They show pics of the pups at a week-ish old but other than that we are out of luck. I wish they updated the pics or added more pics of their dogs though.


----------



## AnisL (Nov 26, 2020)

I will visit as soon as they let me and take a couple of pictures and try to film the pair if that’s alright with her. I had a short video of the pair sent to me by Sheena but no pictures maybe I’ll find a way to put it here.


----------



## David Winners (Apr 30, 2012)

Chip Blasiole said:


> I think well is a relative term. Most DDR dogs don’t have the flash in obedience and protection that judges like to see. They does not mean they are lacking, but just don’t fit the mold of IGP judging in the obedience and protection phases. That also doesn’t mean they can’t be titled. In some IGP circles, there is a bias toward DDR dogs because they are not on the extreme side.

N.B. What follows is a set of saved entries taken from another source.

PR #2501, opened 2023-04-17
net/types: fix compile error for msvc-clang

bookmist:
I got an error if s_addr macro is not defined back on msvc-clang-16


EXtremeExploit (approved):
definetly this is much better, thanks bookmist

Issue #2499, opened 2023-04-16
The app hangs with infinite loop of "Invalid instruction" errors with Gravity Rush


v-fox:
When using [path-patched](https://github.com/Vita3K/Vita3K/issues/664#issuecomment-1495576124) 8623b51653f85f34766fe51499a9f622bc2cf26b [snapshot on Linux](https://build.opensuse.org/package/show/home:X0F:branches:Emulators/vita3k) if I try to run Gravity Rush (PCSA00011) with all its DLCs, vita3k hangs permanently and infinitely craps into log-file the stream of:
```
[21:40:07.029] |W| [log_error_details]: Executing: .byte 0xee, 0xdb
[21:40:07.030] |W| [ExceptionRaised]: Undefined instruction at address 0x2000, instruction 0xDEADBEE (.byte 0xee, 0xdb)
[21:40:07.030] |E| [log_error_details]: Unicorn error 0xA. Invalid instruction (UC_ERR_INSN_INVALID)
PC: 0x00002000,   SP: 0x00125508,   LR: 0x81002993
r0 : 0x00125d58   r6 : 0x492e789d
r1 : 0x00000000   r7 : 0x1c5c36fb
r2 : 0x00125d68   r8 : 0xcca9471d
r3 : 0x00125552   r9 : 0x81528294
r4 : 0x00125d58   r10: 0x8104cfbb
r5 : 0x81683eb0   r11: 0x00000000
r12: 0x00000000
Thumb: false

[21:40:07.030] |W| [log_error_details]: Executing: .byte 0xee, 0xdb
[21:40:07.030] |W| [ExceptionRaised]: Undefined instruction at address 0x2000, instruction 0xDEADBEE (.byte 0xee, 0xdb)
[21:40:07.030] |E| [log_error_details]: Unicorn error 0xA. Invalid instruction (UC_ERR_INSN_INVALID)
PC: 0x00002000,   SP: 0x00125508,   LR: 0x81002993
r0 : 0x00125d58   r6 : 0x492e789d
r1 : 0x00000000   r7 : 0x1c5c36fb
r2 : 0x00125d68   r8 : 0xcca9471d
r3 : 0x00125552   r9 : 0x81528294
r4 : 0x00125d58   r10: 0x8104cfbb
r5 : 0x81683eb0   r11: 0x00000000
r12: 0x00000000
Thumb: false
```

[...]

PR #2516, opened 2023-04-22
vita3k/gui: fix crash on wrong app icon

bookmist:
It could happens on badly installed game and no firmware, or just wrong icon
should fix SIGABRT here #2499


Zangetsu38:
Ah yes, causing crash on Android 💀
Eu you can juste set commit name in two line ? For no have stupid ... in end 🙏

Zangetsu38 (approved):

PR #2533, opened 2023-04-28
modules/kernel: Better logging on stack corruption

EXtremeExploit:
corruptions are VERY BAD, it should be better to have them be a critical log and then log the current state of the cpu just so its easier to see when the corruption happened c:


bookmist (approved):
It would be great to log thread_id too.

EXtremeExploit:
donedid

bookmist (approved):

Valor is just 8 months. He's looking like he would be a fantastic MIL/LE dog. Loads of confidence. His hunt drive is extreme (12 minutes running hard on a search with no handler intervention). Great handler focus. Very forward when suspicious. 

He has good grips, but he's not exceptional. He's great on suede, fire hose and softer jute, but doesn't like harder tugs yet. Bites deep and fairly hard on things he likes to bite. 

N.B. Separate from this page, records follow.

PR #2540, opened 2023-05-01
renderer/vulkan/sync state: stub SCE_GXM_REGION_CLIP_INSIDE.

Zangetsu38:
# About
- renderer/vulkan/sync state: stub SCE_GXM_REGION_CLIP_INSIDE.
should fix Ridge racer render in vulkan backend.

# Result
- fix yellow screen issue in vulkan
image
image


Macdu:
This is doing exactly the same as SCE_GXM_REGION_CLIP_OUTSIDE, so exactly the opposite of what it should be doing. There is a reason this command is unimplemented: Vulkan does not support it. 
In order to support it, the extension VK_NV_scissor_exclusive or a shader implementation would be needed.
Setting it as SCE_GXM_REGION_CLIP_NONE would be a better stub than doing the opposite of what it is supposed to do.

Zangetsu38:
I see, done and works too

Macdu (approved):

PR #2551, opened 2023-05-05
shader/renderer: Implement DEPTHF instruction and some depth buffer fixes

Macdu:
Implement the DEPTHF shader instruction, which allows modifying the depth in the fragment buffer.
Also contain some fixes concerning  depth buffer used when MSAA is enabled as their size is not the one expected.


EXtremeExploit (approved):
trust the macdu :pray:

Zangetsu38 (approved):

He is actually snappier in OB than I thought he would be. If he's in drive, he's fairly quick and solid in his movements. He's not house fly snappy, but he's better than I thought he would be.

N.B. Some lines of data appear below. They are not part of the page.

PR #2552, opened 2023-05-05
Vita3K: code cleanup and optimisations

bookmist:
* drop unused variables (sometimes comment if it looks useful sometimes in future)
* replace const objects to const references
* replace insert to emplace, push_back to emplace_back
* Macdu, look on vita3k/renderer/src/vulkan/context.cpp rt is used later
* adjust types to avoid unnecessary conversions
* other


CoffeeBrewer64:
The guidelines (in da wiki) say to remove code instead of commenting it out

vita3k/shader/src/usse_translator_entry.cpp
```diff
@@ -35,7 +35,7 @@ using USSEMatcher = shader::decoder::Matcher<Visitor, uint64_t>;
 
 template <typename V>
 static std::optional<const USSEMatcher<V>> DecodeUSSE(uint64_t instruction) {
-    static const std::vector<USSEMatcher<V>> table = {
+    static const std::array<USSEMatcher<V>, 33> table = {
```
Macdu, line 38: you would need to update the matching line in tools/usse-decoder-gen/autogen.py

Macdu:
Really nice, that's a lot of small improvements/optimisations. I tend to agree with Plutia in saying that unused lines should be removed instead of commented out. The only exception would be the code in sce_utils.cpp as we still could use it later. I have only one small comment about it.

vita3k/shader/src/usse_translator_entry.cpp
bookmist: done

Macdu (approved):

PR #2582, opened 2023-05-11
lang: update japanese

nishinji:
- update japanese
~~PS TV is Vita TV in jpn~~
- fix small about gui

`※` is not in ltn, makes display
image


lang/ja.xml
```diff
@@ -38,10 +38,10 @@
 	</about>
 
 	<app_context>
-		<check_app_state>アプリの状態をチェック</check_app_state>
+		<check_app_state>アプリの互換性を確認</check_app_state>
```
Zangetsu38, line 41: same revert

nishinji:
> but now is PS TV (https://manuals.playstation.net/document/jp/products.html)

I see
but I believe PS Vita TV is the official abbreviation.
In Japan, the emphasis was on being a vita.

Zangetsu38 (approved):

PR #2585, opened 2023-05-15
misc: Allow toggling of memory mapping on PC

Lupiax:


Zangetsu38:
need squash all, and no need pass config inside it normally, you can using featur for that

Zangetsu38:
Close it, no really needed on pc

mrcmunir:
@Zangetsu38  it's needed for arm devices under PC system  will cause problem in some socs with memory mapping ON   and probably old GPU structure in PC too .
On arm devices due fragmentation drivers you may find that memory mapping via table page works better but introduces new graphical bugs.
Memory mappng via external_memory is quite driver dependent and won't always work depending on the hardware it's a lottery and complete broken if extension detected comming  unstable vita3k compared without it.

vita3k/renderer/src/vulkan/gxm_to_vulkan.cpp
```diff
@@ -480,6 +480,7 @@ namespace texture {
 
 static const vk::ComponentMapping translate_swizzle1(SceGxmTextureSwizzle1Mode mode) {
     switch (mode) {
+    /**/
```
Zangetsu38, line 483: i juste see here but ???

He is shockingly athletic for his age and size. He moves very well, has great body awareness, graceful and powerful in motion.

Tracking is natural for him, as it is with most Carmspack dogs. Nosework is very easy to train and he is becoming very stimulated by the search itself. He likes the reward but would rather go work than keep it.

If I had to pick a job for him right now, I'd say military.


----------



## David Winners (Apr 30, 2012)

AnisL said:


> I will visit as soon as they let me and take a couple of pictures and try to film the pair if that’s alright with her. I had a short video of the pair sent to me by Sheena but no pictures maybe I’ll find a way to put it here.


Send it to me on Facebook and I'll put it on my YouTube if you don't have one.


----------



## SuperAndre (Jun 28, 2020)

AnisL said:


> I will visit as soon as they let me and take a couple of pictures and try to film the pair if that’s alright with her. I had a short video of the pair sent to me by Sheena but no pictures maybe I’ll find a way to put it here.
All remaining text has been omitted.